American jazz organist

Patrick Richard Bianchi is an American jazz organist from New York, known for playing the Hammond B-3 organ.

==Career==
An ambassador of the Hammond B3, organist Pat Bianchi demonstrates a knowledge of jazz-organ history yet draws from a range of other musical influences.

To date Bianchi has 9 CD releases as a leader, extensive tours throughout the United States and Europe, appearances at numerous jazz festivals and most recently opening for Steely Dan for 3 consecutive east coast tours. In addition to being a bandleader, Bianchi has appeared as a guest on over 30 recordings. The award-winning organist has also enjoyed tenured membership in the bands of revered artists in jazz including; Pat Martino, Lou Donaldson, Ralph Peterson Jr. and Chuck Loeb.
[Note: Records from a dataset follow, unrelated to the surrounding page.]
PR #4942, opened 2026-08-15
feat: add user specific default organizer preselection

### LINKED ISSUE #4937: Add default organiser selection for event creation
The event creation form has a dropdown to choose the organiser of an event. Currently, this dropdown does not reliably preselect the most relevant organiser.

The form should automatically select the user’s default organiser. If a user only belongs to one organiser, that organiser should be preselected.

Image
Image

### Event creation form

* Preselect the user’s default organiser in the `Organizer` dropdown.
* If the user belongs to only one organiser, preselect that organiser automatically.
* If the user belongs to multiple organisers and no default is set yet, use the first organiser the user was added to as the default.
* The user should still be able to choose a different organiser manually when creating the event.

### Default organiser logic

* Each user should have their own default organiser setting.
* The default organiser must be user-specific.
* Setting a default organiser for one user must not affect other users of the same organiser.
* By default, the first organiser a user is added to should become that user’s default organiser.
* If the user is removed from their default organiser, the system should choose the next available organiser as default or leave the default empty if none exists.

### New organiser flow

When a user creates a new organiser:

* Provide an option to make the new organiser the user’s default organiser.
* If the user has no existing default organiser, the newly created organiser should automatically become the default.
* If the user already has a default organiser, do not override it unless the user explicitly chooses to make the new organiser the default.

### Organiser overview page

On the organiser overview page:

```text
/common/organizers/
```

Show an indication behind the organiser name if it is the user’s default organiser, for example:

```text
FOSSASIA (default)
```

### Edit organiser page

When editing an organiser:

* Add an option to make this organiser the current user’s default organiser.
* This action should only apply to the currently logged-in user.
* It must not change the default organiser for other members or admins of the organiser.

## Edge cases to cover

* User has no organiser.
* User has exactly one organiser.
* User has multiple organisers and one default.
* User has multiple organisers and no default yet.
* User creates a new organiser.
* User leaves or is removed from their default organiser.
* User’s default organiser is deleted.
* User edits an organiser and sets it as default.
* Admin mode should not accidentally change another user’s default organiser.
* API/backend permissions must prevent setting an organiser as default if the user is not a member of that organiser.

## Acceptance criteria

* Event creation form preselects the user’s default organiser.
* If the user has only one organiser, it is preselected.
* If no default exists, the first organiser the user was added to becomes the default.
* Users can set a newly created organiser as their default.
* Organiser overview shows `(default)` behind the default organiser name.
* Organiser edit page allows the current user to make that organiser their default.
* Default organiser setting is per user and does not affect other users.
* Removing or deleting a default organiser is handled safely.
* All relevant edge cases are tested.

prayag78:
## Summary

Adds user-specific default organizer settings and automatically preselects the relevant organizer in the event creation form.

## Approach

- Added `default_organizer` field and `get_default_organizer()` resolver to the `User` model, with automatic fallback to the first organizer the user joined.
- Updated `EventCreateView` and `EventWizardFoundationForm` to automatically preselect the user's default organizer (or single organizer) on the event creation page.
- Added a `set_as_default` option to the new organizer creation and organizer edit forms, persisting default organizer preferences scoped strictly to the current user.
- Updated the organizer overview pages (`/common/organizers/` and `/control/organizers/`) to display a `(default)` badge next to the user's default organizer name.
- Added `m2m_changed` signal handling for team membership additions and removals to safely auto-assign or transition default organizers when team access changes.
- Added `is_default` field to `OrganizerSerializer` and a `set-default` action on `OrganizerViewSet` with membership validation.
- Added comprehensive unit and integration test suite in `test_default_organizer.py` covering all edge cases.

https://github.com/user-attachments/assets/48ef7816-c4de-4ffa-9bcd-c09bcfaad354

Fixes #4937

## Summary by Sourcery

Add user-specific default organizer selection across organizer management, event creation, and API workflows.

New Features:
- Add user-specific default organizer preferences with automatic fallback to the first organizer the user joined.
- Preselect the applicable organizer during event creation and provide controls for setting defaults when creating or editing organizers.
- Expose default-organizer status and a membership-validated API action for managing the preference.

Enhancements:
- Keep default organizer preferences scoped to individual users and automatically clear invalid defaults when organizer membership changes.
- Display the user's default organizer in organizer overviews.

Tests:
- Add unit and integration coverage for default resolution, event preselection, organizer management, membership changes, deletion, and API behavior.


app/eventyay/base/models/auth.py
```diff
@@ -638,6 +646,44 @@ def get_organizers_with_permission(self, permission, request=None):
 
         return Organizer.objects.filter(id__in=self.teams.filter(q).values_list('organizer', flat=True))
 
+    def get_default_organizer(self, can_create_events=False):
```
Rachit7168, line 650: A "getter" method should not have side-effects. Remove all the self.save() and self.default_organizer = ... assignment logic from this method. If a user doesn't have a default organizer, simply return the fallback first_team.organizer dynamically without persisting it to the database.

 Also, instead of pulling all teams into memory with list(self.teams.values_list('organizer_id', flat=True)), you can just run a much faster query: if self.teams.filter(organizer_id=self.default_organizer_id).exists():.

app/eventyay/base/models/organizer.py
```diff
@@ -899,3 +901,40 @@ def delete(self, *args, **kwargs):
     def save(self, *args, **kwargs):
         super().save(*args, **kwargs)
         self.organizer.cache.clear()
+
+
+@receiver(m2m_changed, sender=Team.members.through)
```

With additional performance credits which include: Red Holloway, George Coleman, Terrace Martin, Mark Whitfield, Roy Ayers, Terell Stafford, Dakota Staton, Javon Jackson, Tim Warfield and Alvin Queen among many others, Bianchi continues to be in high demand.

Born in Rochester New York, Bianchi hails from a musically gifted family. He began playing organ at the age of 7 and was playing his first professional gigs by the age of 11. In grade school he was enrolled at The Eastman School of Music’s preparatory program for piano and music theory while at the same time, being mentored by numerous musicians in the Rochester music scene. Upon graduation from Berklee, Bianchi relocated to Denver, CO where he further honed his skill as musician.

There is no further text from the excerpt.